We read the twitter, blogs and news data sets into R and we create a corpus.
bl_file<-"S:/Software/R/Data Science Specialization/Capstone Project/final/en_US/en_US.blogs.txt"
blogs = file(bl_file,"r")
tw_file = "S:/Software/R/Data Science Specialization/Capstone Project/final/en_US/en_US.twitter.txt"
twitter = file(tw_file,"r")
ne_file = "S:/Software/R/Data Science Specialization/Capstone Project/final/en_US/en_US.news.txt"
news = file(ne_file,"r")
TwitterDt <- readLines(twitter, encoding = "UTF-8")
## Warning in readLines(twitter, encoding = "UTF-8"): line 167155 appears to
## contain an embedded nul
## Warning in readLines(twitter, encoding = "UTF-8"): line 268547 appears to
## contain an embedded nul
## Warning in readLines(twitter, encoding = "UTF-8"): line 1274086 appears to
## contain an embedded nul
## Warning in readLines(twitter, encoding = "UTF-8"): line 1759032 appears to
## contain an embedded nul
BlogsDT <- readLines(blogs, encoding = "UTF-8")

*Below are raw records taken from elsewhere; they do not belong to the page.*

PR #552, opened 2020-02-23
Fix for buffer search matches being obscured

### LINKED ISSUE #551: Obscured search match highlight
When searching with `ctrl_f` (`buffer-search-forward`) and navigating between matches using the up/down arrow keys the last match in the file sometimes gets obscured.

I've attached a screenshot to illustrate this.

image

I have a fix for this issue and will send a PR shortly.

dgaw:
Fixes #551


shalabhc:
Thanks for fixing!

NewsDt <- readLines(news, encoding = "UTF-8")
## Warning in readLines(news, encoding = "UTF-8"): incomplete final line found
## on 'S:/Software/R/Data Science Specialization/Capstone Project/final/en_US/
## en_US.news.txt'
library(stringi)
## Warning: package 'stringi' was built under R version 3.4.4
char<- function(x){
stri_length(x) - stri_count_fixed(x," ")
}
File <- c("Twitter","Blogs", "News")
File_Size <- c(round(file.info(tw_file)$size/1024^2), round(file.info(bl_file)$size/1024^2) ,round(file.info(ne_file)$size/1024^2))
Lines<-c(length(twitter), length(blogs), length(news))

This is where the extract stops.